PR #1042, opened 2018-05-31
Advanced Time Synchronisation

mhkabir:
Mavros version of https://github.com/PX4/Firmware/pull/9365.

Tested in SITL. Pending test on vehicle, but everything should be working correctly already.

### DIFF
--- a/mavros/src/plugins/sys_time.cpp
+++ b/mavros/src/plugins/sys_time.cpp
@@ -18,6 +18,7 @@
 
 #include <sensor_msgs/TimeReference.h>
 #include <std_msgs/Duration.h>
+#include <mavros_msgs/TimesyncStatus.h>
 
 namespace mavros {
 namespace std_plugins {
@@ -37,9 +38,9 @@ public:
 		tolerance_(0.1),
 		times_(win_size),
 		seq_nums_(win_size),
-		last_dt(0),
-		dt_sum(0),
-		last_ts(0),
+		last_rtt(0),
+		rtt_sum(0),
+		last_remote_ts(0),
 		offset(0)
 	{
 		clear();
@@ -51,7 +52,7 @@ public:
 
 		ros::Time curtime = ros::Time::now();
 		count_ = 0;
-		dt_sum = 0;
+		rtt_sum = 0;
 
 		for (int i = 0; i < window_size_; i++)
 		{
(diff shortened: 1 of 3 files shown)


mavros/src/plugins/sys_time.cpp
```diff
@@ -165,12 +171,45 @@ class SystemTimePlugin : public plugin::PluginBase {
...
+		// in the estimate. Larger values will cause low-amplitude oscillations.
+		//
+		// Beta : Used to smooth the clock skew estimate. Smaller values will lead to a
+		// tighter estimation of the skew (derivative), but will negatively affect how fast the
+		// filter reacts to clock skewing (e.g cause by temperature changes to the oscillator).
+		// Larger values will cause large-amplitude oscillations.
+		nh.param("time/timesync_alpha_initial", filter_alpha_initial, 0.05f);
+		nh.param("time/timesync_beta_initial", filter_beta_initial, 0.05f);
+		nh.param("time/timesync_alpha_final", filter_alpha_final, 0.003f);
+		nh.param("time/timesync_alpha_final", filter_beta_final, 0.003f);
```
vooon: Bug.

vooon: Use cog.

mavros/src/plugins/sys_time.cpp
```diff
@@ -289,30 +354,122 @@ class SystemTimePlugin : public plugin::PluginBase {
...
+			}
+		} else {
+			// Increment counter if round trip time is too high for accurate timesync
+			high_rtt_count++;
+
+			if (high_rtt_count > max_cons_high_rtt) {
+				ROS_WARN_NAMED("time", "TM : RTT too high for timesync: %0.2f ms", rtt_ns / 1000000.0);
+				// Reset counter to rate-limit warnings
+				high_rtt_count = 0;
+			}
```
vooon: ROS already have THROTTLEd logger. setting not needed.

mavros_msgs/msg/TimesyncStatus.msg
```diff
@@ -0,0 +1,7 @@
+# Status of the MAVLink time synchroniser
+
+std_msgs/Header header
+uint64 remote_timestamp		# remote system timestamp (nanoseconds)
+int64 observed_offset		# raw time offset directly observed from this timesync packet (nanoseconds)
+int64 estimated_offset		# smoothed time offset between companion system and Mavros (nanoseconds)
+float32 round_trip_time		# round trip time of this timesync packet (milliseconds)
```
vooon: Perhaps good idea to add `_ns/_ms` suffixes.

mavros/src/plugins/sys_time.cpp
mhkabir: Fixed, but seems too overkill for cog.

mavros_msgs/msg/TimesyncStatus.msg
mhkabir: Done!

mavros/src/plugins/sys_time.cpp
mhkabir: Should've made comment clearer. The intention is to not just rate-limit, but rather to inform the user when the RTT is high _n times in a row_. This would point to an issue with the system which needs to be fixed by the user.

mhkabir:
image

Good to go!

---

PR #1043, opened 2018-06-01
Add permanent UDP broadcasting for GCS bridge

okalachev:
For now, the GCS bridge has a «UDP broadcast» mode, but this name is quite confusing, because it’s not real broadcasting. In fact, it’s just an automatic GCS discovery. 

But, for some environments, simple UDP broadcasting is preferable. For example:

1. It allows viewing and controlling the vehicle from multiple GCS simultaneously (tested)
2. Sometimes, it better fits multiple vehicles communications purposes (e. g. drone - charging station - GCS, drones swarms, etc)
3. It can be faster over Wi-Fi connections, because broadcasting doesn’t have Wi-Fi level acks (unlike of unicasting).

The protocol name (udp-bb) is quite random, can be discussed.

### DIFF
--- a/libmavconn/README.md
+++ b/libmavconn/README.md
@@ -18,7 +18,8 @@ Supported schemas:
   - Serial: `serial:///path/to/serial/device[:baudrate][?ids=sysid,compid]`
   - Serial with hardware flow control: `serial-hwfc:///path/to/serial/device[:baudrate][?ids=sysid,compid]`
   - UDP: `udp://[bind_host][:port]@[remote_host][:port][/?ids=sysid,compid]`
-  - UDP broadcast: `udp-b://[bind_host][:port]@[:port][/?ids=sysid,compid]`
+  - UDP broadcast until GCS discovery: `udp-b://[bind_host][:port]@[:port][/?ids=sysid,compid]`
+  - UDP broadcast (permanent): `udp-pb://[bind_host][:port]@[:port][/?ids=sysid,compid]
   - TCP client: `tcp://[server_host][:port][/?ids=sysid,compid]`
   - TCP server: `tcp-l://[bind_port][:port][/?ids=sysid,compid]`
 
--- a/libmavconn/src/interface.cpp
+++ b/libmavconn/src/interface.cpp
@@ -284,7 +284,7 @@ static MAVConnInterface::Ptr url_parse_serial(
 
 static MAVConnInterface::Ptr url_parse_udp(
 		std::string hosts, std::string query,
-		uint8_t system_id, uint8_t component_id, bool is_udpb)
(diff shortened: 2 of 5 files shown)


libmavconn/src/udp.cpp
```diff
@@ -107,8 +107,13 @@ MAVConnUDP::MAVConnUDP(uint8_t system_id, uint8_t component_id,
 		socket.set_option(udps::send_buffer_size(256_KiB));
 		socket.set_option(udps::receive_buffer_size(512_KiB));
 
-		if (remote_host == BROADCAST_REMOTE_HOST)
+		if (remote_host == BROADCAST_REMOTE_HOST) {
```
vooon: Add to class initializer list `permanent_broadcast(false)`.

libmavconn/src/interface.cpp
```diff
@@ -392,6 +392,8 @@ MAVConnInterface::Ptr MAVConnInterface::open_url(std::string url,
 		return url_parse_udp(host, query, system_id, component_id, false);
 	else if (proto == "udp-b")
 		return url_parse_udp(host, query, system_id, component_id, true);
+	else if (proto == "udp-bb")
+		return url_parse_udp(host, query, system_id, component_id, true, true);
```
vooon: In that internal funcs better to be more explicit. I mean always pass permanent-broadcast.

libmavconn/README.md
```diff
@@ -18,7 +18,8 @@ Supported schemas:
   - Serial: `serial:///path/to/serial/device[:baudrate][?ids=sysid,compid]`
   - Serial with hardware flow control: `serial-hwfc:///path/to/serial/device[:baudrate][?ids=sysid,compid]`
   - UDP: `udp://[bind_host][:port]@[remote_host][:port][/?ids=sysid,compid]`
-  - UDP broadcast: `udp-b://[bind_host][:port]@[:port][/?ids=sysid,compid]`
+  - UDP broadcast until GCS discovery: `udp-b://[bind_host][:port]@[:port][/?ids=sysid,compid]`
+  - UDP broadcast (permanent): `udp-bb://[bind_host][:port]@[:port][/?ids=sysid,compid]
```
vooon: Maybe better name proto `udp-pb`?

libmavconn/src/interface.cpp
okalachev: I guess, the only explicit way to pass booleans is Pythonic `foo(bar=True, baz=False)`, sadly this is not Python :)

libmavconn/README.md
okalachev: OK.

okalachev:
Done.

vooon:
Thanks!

...

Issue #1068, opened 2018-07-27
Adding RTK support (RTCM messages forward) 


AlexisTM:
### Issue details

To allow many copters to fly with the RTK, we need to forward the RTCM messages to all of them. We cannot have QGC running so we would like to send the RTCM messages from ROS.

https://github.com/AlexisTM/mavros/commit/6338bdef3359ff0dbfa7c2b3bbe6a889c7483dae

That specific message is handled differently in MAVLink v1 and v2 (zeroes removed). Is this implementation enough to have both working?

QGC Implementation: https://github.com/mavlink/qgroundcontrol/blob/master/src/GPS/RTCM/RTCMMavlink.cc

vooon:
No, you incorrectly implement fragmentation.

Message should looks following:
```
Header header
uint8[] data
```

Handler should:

● **Exercise prompt**
Using only the listing above, restate exactly the lines from the line containing "For now, the" through the line containing "1. It allows", both included.

● **Finished exercise**
For now, the GCS bridge has a «UDP broadcast» mode, but this name is quite confusing, because it’s not real broadcasting. In fact, it’s just an automatic GCS discovery. 

But, for some environments, simple UDP broadcasting is preferable. For example:

1. It allows viewing and controlling the vehicle from multiple GCS simultaneously (tested)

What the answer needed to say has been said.